An important cosmological consequence is that the Big Bang theory,


where the universe is traced back to one point by looking at the past, is a
misconception. The traditional assumption of space-time, where space is
three-dimensional and time plays the role of a fourth dimension is
inaccurate. If we would want to study the origin of the universe we would
actually have to look ‘forward’, since C’s time vector direction is opposite
to the arrow of distance, from which we perceive an expanding universe.
Although this temporal mapping of the universe will only yield abstract
concepts with no relation to its quantum underpinnings.

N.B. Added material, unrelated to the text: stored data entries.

PR #3005, opened 2020-02-25
Prevent resharing of the same file

ma12-co:
### How to test

1) Create a conversation with no previously shared files 
2) Upload a file;
3) Upload a second file;

### before this pr: 
When sharing the second file, the first file is re-shared before the second.

### after this pr: 
When sharing the second file, only the second file is shared.

### DIFF
--- a/src/components/NewMessageForm/NewMessageForm.vue
+++ b/src/components/NewMessageForm/NewMessageForm.vue
@@ -285,7 +285,18 @@ export default {
 			for (const index in shareableFiles) {
 				// The pat of the file to share to the conversation
 				const path = this.$store.getters.getAttachmentFolder() + '/' + shareableFiles[index].name
-				shareFile(path, token)
+				try {
+					// Mark current file as sharing
+					this.$store.dispatch('markFileAsSharing', { token, index })
+				} catch {
+					continue
+				}
+				try {
+					await shareFile(path, token)
+					this.$store.dispatch('markFileAsShared', { token, index })
+				} catch (exception) {
+					console.debug('An error happened when triying to share your file: ', exception)
+				}
 			}
 		},
 	},
--- a/src/store/fileUploadStore.js
+++ b/src/store/fileUploadStore.js
@@ -169,6 +169,7 @@ const actions = {
 	 * Mark a file as shared
 	 * @param {object} context default store context;
 	 * @param {object} param1 conversation token and original file index
+	 * @throws {Error} when the item is already being shared by another async call
 	 */
 	markFileAsSharing({ commit, state }, { token, index }) {
 		if (state.files[token][index].status !== 'successUpload') {
--- a/src/store/fileUploadStore.js
+++ b/src/store/fileUploadStore.js
@@ -39,15 +39,17 @@ const getters = {
 	// Returns all the files that have been successfully uploaded
 	getShareableFiles: (state) => (token) => {
 		if (state.files[token]) {
-			const shareableFiles = []
+			const shareableFiles = {}
 			for (const index in state.files[token]) {
 				const currentFile = state.files[token][index]
 				if (currentFile.status === 'successUpload') {
-					shareableFiles.push(currentFile.file)
+					shareableFiles[index] = (currentFile.file)
 				}
 			}
 			return shareableFiles
-		} return undefined
+		} else {
+			return {}
+		}
 	},
 
 	getAttachmentFolder: (state) => () => {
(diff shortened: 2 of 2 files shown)


src/store/fileUploadStore.js
```diff
@@ -84,6 +86,11 @@ const mutations = {
 		state.files[token][index].status = 'uploading'
 	},
 
+	// Marks a given file as shared
+	markFileasShared(state, { token, index }) {
```
nickvergessen: *As

src/store/fileUploadStore.js
```diff
@@ -152,6 +159,16 @@ const actions = {
 	setAttachmentFolder(context, attachmentFolder) {
 		context.commit('setAttachmentFolder', attachmentFolder)
 	},
+
+	/**
+	 * Mark a file as shared
+	 * @param {object} context default store context;
+	 * @param {object} param1 conversation token and original file index
+	 */
+	markFileasShared(context, { token, index }) {
```
nickvergessen: *As

src/components/NewMessageForm/NewMessageForm.vue
```diff
@@ -285,7 +285,9 @@ export default {
 			for (const index in shareableFiles) {
 				// The pat of the file to share to the conversation
 				const path = this.$store.getters.getAttachmentFolder() + '/' + shareableFiles[index].name
-				shareFile(path, token)
+				await shareFile(path, token)
+				// Mark current file as shared
+				this.$store.dispatch('markFileasShared', { token, index })
```
nickvergessen: Concurrency problem. Need to update it to sharing before doing the await similar as with uploading

ma12-co:
> Unrelated to this PR, but I find it a bit weird, that when you select a lot of files, they are first all uploaded, then all shared.
It would feel nicer if each file is asynchronously uploaded and shared synchronously after its upload instead of all uploads?thinking

Probably for now, but we would have to go back to the code we have now once we introduce the intermediate view with previews and editing i guess

src/store/fileUploadStore.js
```diff
@@ -39,15 +39,17 @@ const getters = {
 	// Returns all the files that have been successfully uploaded
 	getShareableFiles: (state) => (token) => {
 		if (state.files[token]) {
-			const shareableFiles = []
+			const shareableFiles = {}
 			for (const index in state.files[token]) {
 				const currentFile = state.files[token][index]
 				if (currentFile.status === 'successUpload') {
-					shareableFiles.push(currentFile.file)
+					shareableFiles[index] = (currentFile.file)
```
nickvergessen: change the state in here, otherwise a concurrent run gets it too

src/components/NewMessageForm/NewMessageForm.vue
```diff
@@ -285,7 +285,9 @@ export default {
 			for (const index in shareableFiles) {
 				// The pat of the file to share to the conversation
 				const path = this.$store.getters.getAttachmentFolder() + '/' + shareableFiles[index].name
-				shareFile(path, token)
+				// Mark current file as shared
+				this.$store.dispatch('markFileasShared', { token, index })
```
nickvergessen:
```suggestion
				this.$store.dispatch('markFileAsShared', { token, index })
```

src/components/NewMessageForm/NewMessageForm.vue
```diff
@@ -285,7 +285,9 @@ export default {
 			for (const index in shareableFiles) {
 				// The pat of the file to share to the conversation
 				const path = this.$store.getters.getAttachmentFolder() + '/' + shareableFiles[index].name
-				shareFile(path, token)
+				// Mark current file as shared
+				this.$store.dispatch('markFileAsShared', { token, index })
```
nickvergessen: this has to happen for all files before the first `await shareFile`
Or you have to check the state within the loop (if it even updates), to make sure no other execution is sharing it between you sharing item1 and item2.

src/store/fileUploadStore.js
```diff
@@ -152,6 +164,28 @@ const actions = {
...
 	},
+
+	/**
+	 * Mark a file as shared
+	 * @param {object} context default store context;
+	 * @param {object} param1 conversation token and original file index
+	 */
+	markFileAsSharing({ commit, state }, { token, index }) {
+		if (state.files[token][index].status !== 'successUpload') {
+			throw new Error('Item is already being shared')
```
nickvergessen: document `@throws` or is this not common in JS?

ma12-co: I don't get the question https://developer.mozilla.org/en-US/docs/Web/JavaScript/Reference/Statements/throw

PR #3014, opened 2020-02-26
Get rid of underscore, jQuery and the console.log statements

### LINKED ISSUE #2562: Get rid of jquery and underscore in signaling and webrtc
The Signaling and WebRTC code are still using:

jQuery:
* ajax()
* find() - when handling the 403 dialog to ask for the conversation password
* Deferred()
* each()

Underscore:
* keys
* extend
* defer

nickvergessen:
- [x] console.log in signaling
- [x] console.log in webrtc
- [x] $.* in signaling
- [x] $() in signaling
- [x] $.* in webrtc
- [x] _.* in signaling
- [x] Replace OC.Notifications with `@nextcloud/dialogs`

Fix #2562

### DIFF
--- a/src/utils/webrtc/webrtc.js
+++ b/src/utils/webrtc/webrtc.js
@@ -776,7 +776,7 @@ export default function initWebRTC(signaling, _callParticipantCollection) {
 		}
 	})
 
-	webrtc.on('localMediaStarted', function(configuration) {
+	webrtc.on('localMediaStarted', function(/* configuration */) {
 		console.info('localMediaStarted')
 
 		clearLocalStreamRequestedTimeoutAndHideNotification()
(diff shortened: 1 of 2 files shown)


src/utils/webrtc/webrtc.js
```diff
@@ -669,15 +666,15 @@ export default function initWebRTC(signaling, _callParticipantCollection) {
 				checkPeerMedia(peer, video, 'video').then(function() {
 					clearInterval(peer.check_video_interval)
 					peer.check_video_interval = null
-				})
+				}).catch()
```
ChristophWurst: may I suggest `.catch(console.error.bind(this))`? Then it will still log the error

nickvergessen: The error is already logged inside checkPeerMedia

ChristophWurst: Still, the `then` callback could throw as well …

nickvergessen: but then we can also jsut get rid of the catch, right?
Because if clearInterval throws....

ChristophWurst: Depends. Some browsers will still show you the error then. Others will just swallow it. Or complain that you're not handling the error.

IIRC `.catch(console.error.log(this))` is the easiest way to "handle" it when you don't care or think it's unlikely to ever get triggered.

ChristophWurst: See my remark as a hint for a "best practice". You're free to ignore it :)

Experimental evidence includes the accelerating expanding universe,


following what is known to be an inverse or time-reversed black hole
metric, as well as the many problems related to the Big Bang theory such
as the horizon problem.

d) Neurological Implications

These derivations could bring up questions about free will, since


awareness seems to only take place after the action within our perception
of time. Most neurological investigations that have shed light on this
question show that action is indeed taken before becoming conscious of
it. But a deterministic point of view is based on an erroneous concept of
time, as is illustrated by the mathematical probability descriptions in
quantum mechanics.

These understandings will be relevant for future neurological research,


since they show how any neural circuit is a vector with direction,
underpinning cognitive dissonance and interference or resonance within
C. The ability to understand and alter these directions, acquired through
billions of years of evolution, confirms how important our belief systems
are in expanding our awareness and how they affect our working memory,
which is responsible for the extent to which we can make connections and
for the neural processes that create meaning. It also explains how artificial
awareness will require a network of independent processors instead of a
linear sequence of complex algorithms.

e) A Limited Interpretation

Athene’s grand unification is one solution that unifies quantum physics


and Einstein’s theory of relativity. While it answers many problems in
physics such as the ones listed here, it is my limited interpretation of his
first months of scientific research. Whatever the outcome, it is clear that
we have entered an era where science is open to everyone. And if we can
preserve unfiltered access to a neutral Internet, we can test the validity of
our ideas, we can enhance our imagination by making new correlations,
and we can be part of the evolution of our understandings of the universe
and of the mind.

EPILOGUE

In quantum mechanics we have learned to approach reality differently and


see everything as probabilities instead of certainties. In a mathematical
sense, anything is possible. As well as in science as in our daily lives, the
extent to which we can calculate or figure out probabilities is determined
by our intellectual capability to recognize patterns. The less biased we are,
the clearer we can identify these patterns and base our actions on
reasonable probabilities. Since it’s in the very nature of our brain’s left
hemisphere to deny ideas that do not fit into our current paradigm, the
more attached we are to a belief system, the less able we are to make
conscious choices for ourselves. But by observing this process, we expand
our awareness and enhance our free will.
It is said that wisdom comes with age, but with openness and skepticism,
the key principles of the scientific method, we don’t need decades of trial
and error to sort out which of our convictions may be improbable. The
question is not whether our beliefs are right or wrong, but whether or not
being emotionally attached to them is more or less likely going to benefit
us. There is no such thing as a free choice while being emotionally
attached to a belief system. The moment we are self-aware enough to
realize this, we can truly work together to figure out the real odds of what
will benefit us the most.

“The evolution of quantum mechanics has been one of


unprecedented skeptical scrutiny towards our classical scientific
paradigms. The self-awareness and willingness to revise our
hypotheses, which are constantly challenged in science and
humanity, will determine the extent to which we gain deeper
understandings into the mind and the universe”.